### Records to process
PR #3436, opened 2022-11-10
Add NodeElem contains_point() and close_to_point() implementations

jwpeterson:
The base class versions of these functions return false for `NodeElem`, even when the `Point` passed in only differs from the `NodeElem`'s position by floating point noise. The main difference is that the tolerance passed to `NodeElem::contains_point()` is used as an absolute tolerance rather than a relative tolerance, since, when you only have a single point, there's no obvious scale (like `hmax()` for an `Elem`) to use.

### DIFF
--- a/include/geom/node_elem.h
+++ b/include/geom/node_elem.h
@@ -274,6 +274,24 @@ public:
     return INVALID_ELEM;
   }
 
+  /**
+   * \returns \p true if the point p is within a distance of "tol" from
+   * the point representing this element, false otherwise.
+   *
+   * The tolerance "tol" is normally treated as a relative tolerance in
+   * contains_point() checks, but in this case there is no relevant length
+   * to use in determing a relative tolerance, so "tol" is treated as an
+   * absolute tolerance. The NodeElem contains_point() and close_to_point()
+   * implementations are identical, whereas they differ for other element
+   * types.
+   */
+  virtual bool contains_point(const Point & p, Real tol) const override;
+
+  /**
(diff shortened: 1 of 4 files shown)


roystgnr (approved):

jwpeterson:
There's a failing unit test
```
!!!FAILURES!!!
Test Results:
Run:  3595   Failures: 1   Errors: 0


1) test: MeshInputTest::testExodusFileMappingsTwoBlocks (F) line: 1233 ../../tests/mesh/mesh_input.C
assertion failed
- Expression: located_elem == elem
```
but I can't reproduce it locally.

jwpeterson:
Just to recap what @roystgnr and I figured out here: the failing unit test was an IGA mesh, so NodeElems were being created on the fly, hence the relevance to this PR. In addition to being an IGA test, the mesh also contains overlapping nodes, and therefore created overlapping `NodeElems` which differed in position by floating point noise. The previous `Elem::contains_point()` check for this mesh passed for only one of the overlapping NodeElems (the one that compared floating point equal) but the new test (which uses an absolute tolerance of 1.e-6) passes for both overlapping NodeElems. The fix for the unit test was to use the PointLocator API that returns a set of candidate Elems rather than a single Elem.

jwpeterson:
:+1: I can't approve my own PR :rofl: but @roystgnr change works for me as well using the Nanoflann based PointLocator, so I will merge once CI is happy.

roystgnr (approved):

PR #3439, opened 2022-11-10
Xdr string_view comments

roystgnr:
This is built on top of (and I noticed the opportunity while making) #3438, but it's not an urgent fix like that one is, just an API upgrade I missed while hunting for good string_view opportunities in #3204.

### DIFF
--- a/include/numerics/laspack_vector.h
+++ b/include/numerics/laspack_vector.h
@@ -35,7 +35,6 @@
 #include <qvector.h>
 
 // C++ includes
-#include <cstdio> // for std::sprintf
 #include <limits>
 #include <mutex>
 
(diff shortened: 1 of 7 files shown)


loganharbour:
Is this ready? :-)

roystgnr:
It's ready, if you want to review.  The important commit is already merged via #3438, though.  That's enough to fix the deprecation issues you saw, right?

I usually don't merge my own feature update PRs unless they've gotten a review or I've let them sit a week or so to give opportunity for review.  Bug fixes I'll get in ASAP, but for anything that's not urgent I like to have ~~someone to share the blame~~ *another set of eyes* for bugs.

PR #3442, opened 2022-11-14
Use boundary_id_type for nodeset/sideset counter types in Abaqus mesh reader

jessecarterMOOSE:
Counting Abaqus nodesets/sidesets was done with a short int, which can overflow for big models. Use `boundary_id_type` instead.


jwpeterson (approved):

jessecarterMOOSE:
Thanks @jwpeterson !

PR #3444, opened 2022-11-21
Use existing BoundaryInfo::BCTuple in a couple more places

jwpeterson:
This was already being done correctly in the .C file, so only the .h file needed updating.


roystgnr:
Well, that's weird.  Jason was working on Civet early this morning but I thought everything went back to status quo hours ago.

PR #3447, opened 2022-11-30
Fix --disable-exceptions builds

roystgnr:
Thanks to @jwpeterson for noticing the failure in our devel->master CI.  This goes a bit farther than the fixes for that; I did a gcc build with `libmesh_CXXFLAGS='-fno-exceptions'` as well and fixed the (non-third-party) errors which cropped up from that too.


jwpeterson:
I attached a "No Exceptions" recipe to this. Not that I don't think it will pass or anything :wink:

jwpeterson:
The Test MOOSE mac failure seems unrelated:
```
[21.42s]     FAIL mooseutils/tests.civet_results FAILED (CRASH)
```

jwpeterson (approved):

PR #3460, opened 2022-12-14
Options for restricting solves to unconstrained DoFs only

roystgnr:
I'm not sure this is the right interface (there's at least some PetscDiffSolver encapsulation that I've broken with `public:` but should redo properly with `friend`), and I'm not sure this is the right implementation (the related code already in PetscLinearSolver was creating a submatrix, but this is mainly for efficiency so maybe we should be building a composite matrix in the first place?), and it's not complete (PetscLinearSolver and NewtonSolver are working; PetscDiffSolver is giving me a zero pivot on the preconditioner; PetscNonlinearSolver isn't implemented).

### About this task
The response should be an exact copy of all the records above.

### Written answer
PR #3436, opened 2022-11-10
Add NodeElem contains_point() and close_to_point() implementations

jwpeterson:
The base class versions of these functions return false for `NodeElem`, even when the `Point` passed in only differs from the `NodeElem`'s position by floating point noise. The main difference is that the tolerance passed to `NodeElem::contains_point()` is used as an absolute tolerance rather than a relative tolerance, since, when you only have a single point, there's no obvious scale (like `hmax()` for an `Elem`) to use.

### DIFF
--- a/include/geom/node_elem.h
+++ b/include/geom/node_elem.h
@@ -274,6 +274,24 @@ public:
     return INVALID_ELEM;
   }
 
+  /**
+   * \returns \p true if the point p is within a distance of "tol" from
+   * the point representing this element, false otherwise.
+   *
+   * The tolerance "tol" is normally treated as a relative tolerance in
+   * contains_point() checks, but in this case there is no relevant length
+   * to use in determing a relative tolerance, so "tol" is treated as an
+   * absolute tolerance. The NodeElem contains_point() and close_to_point()
+   * implementations are identical, whereas they differ for other element
+   * types.
+   */
+  virtual bool contains_point(const Point & p, Real tol) const override;
+
+  /**
(diff shortened: 1 of 4 files shown)


roystgnr (approved):

jwpeterson:
There's a failing unit test
```
!!!FAILURES!!!
Test Results:
Run:  3595   Failures: 1   Errors: 0


1) test: MeshInputTest::testExodusFileMappingsTwoBlocks (F) line: 1233 ../../tests/mesh/mesh_input.C
assertion failed
- Expression: located_elem == elem
```
but I can't reproduce it locally.

jwpeterson:
Just to recap what @roystgnr and I figured out here: the failing unit test was an IGA mesh, so NodeElems were being created on the fly, hence the relevance to this PR. In addition to being an IGA test, the mesh also contains overlapping nodes, and therefore created overlapping `NodeElems` which differed in position by floating point noise. The previous `Elem::contains_point()` check for this mesh passed for only one of the overlapping NodeElems (the one that compared floating point equal) but the new test (which uses an absolute tolerance of 1.e-6) passes for both overlapping NodeElems. The fix for the unit test was to use the PointLocator API that returns a set of candidate Elems rather than a single Elem.

jwpeterson:
:+1: I can't approve my own PR :rofl: but @roystgnr change works for me as well using the Nanoflann based PointLocator, so I will merge once CI is happy.

roystgnr (approved):

PR #3439, opened 2022-11-10
Xdr string_view comments

roystgnr:
This is built on top of (and I noticed the opportunity while making) #3438, but it's not an urgent fix like that one is, just an API upgrade I missed while hunting for good string_view opportunities in #3204.

### DIFF
--- a/include/numerics/laspack_vector.h
+++ b/include/numerics/laspack_vector.h
@@ -35,7 +35,6 @@
 #include <qvector.h>
 
 // C++ includes
-#include <cstdio> // for std::sprintf
 #include <limits>
 #include <mutex>
 
(diff shortened: 1 of 7 files shown)


loganharbour:
Is this ready? :-)

roystgnr:
It's ready, if you want to review.  The important commit is already merged via #3438, though.  That's enough to fix the deprecation issues you saw, right?

I usually don't merge my own feature update PRs unless they've gotten a review or I've let them sit a week or so to give opportunity for review.  Bug fixes I'll get in ASAP, but for anything that's not urgent I like to have ~~someone to share the blame~~ *another set of eyes* for bugs.

PR #3442, opened 2022-11-14
Use boundary_id_type for nodeset/sideset counter types in Abaqus mesh reader

jessecarterMOOSE:
Counting Abaqus nodesets/sidesets was done with a short int, which can overflow for big models. Use `boundary_id_type` instead.


jwpeterson (approved):

jessecarterMOOSE:
Thanks @jwpeterson !

PR #3444, opened 2022-11-21
Use existing BoundaryInfo::BCTuple in a couple more places

jwpeterson:
This was already being done correctly in the .C file, so only the .h file needed updating.


roystgnr:
Well, that's weird.  Jason was working on Civet early this morning but I thought everything went back to status quo hours ago.

PR #3447, opened 2022-11-30
Fix --disable-exceptions builds

roystgnr:
Thanks to @jwpeterson for noticing the failure in our devel->master CI.  This goes a bit farther than the fixes for that; I did a gcc build with `libmesh_CXXFLAGS='-fno-exceptions'` as well and fixed the (non-third-party) errors which cropped up from that too.


jwpeterson:
I attached a "No Exceptions" recipe to this. Not that I don't think it will pass or anything :wink:

jwpeterson:
The Test MOOSE mac failure seems unrelated:
```
[21.42s]     FAIL mooseutils/tests.civet_results FAILED (CRASH)
```

jwpeterson (approved):

PR #3460, opened 2022-12-14
Options for restricting solves to unconstrained DoFs only

roystgnr:
I'm not sure this is the right interface (there's at least some PetscDiffSolver encapsulation that I've broken with `public:` but should redo properly with `friend`), and I'm not sure this is the right implementation (the related code already in PetscLinearSolver was creating a submatrix, but this is mainly for efficiency so maybe we should be building a composite matrix in the first place?), and it's not complete (PetscLinearSolver and NewtonSolver are working; PetscDiffSolver is giving me a zero pivot on the preconditioner; PetscNonlinearSolver isn't implemented).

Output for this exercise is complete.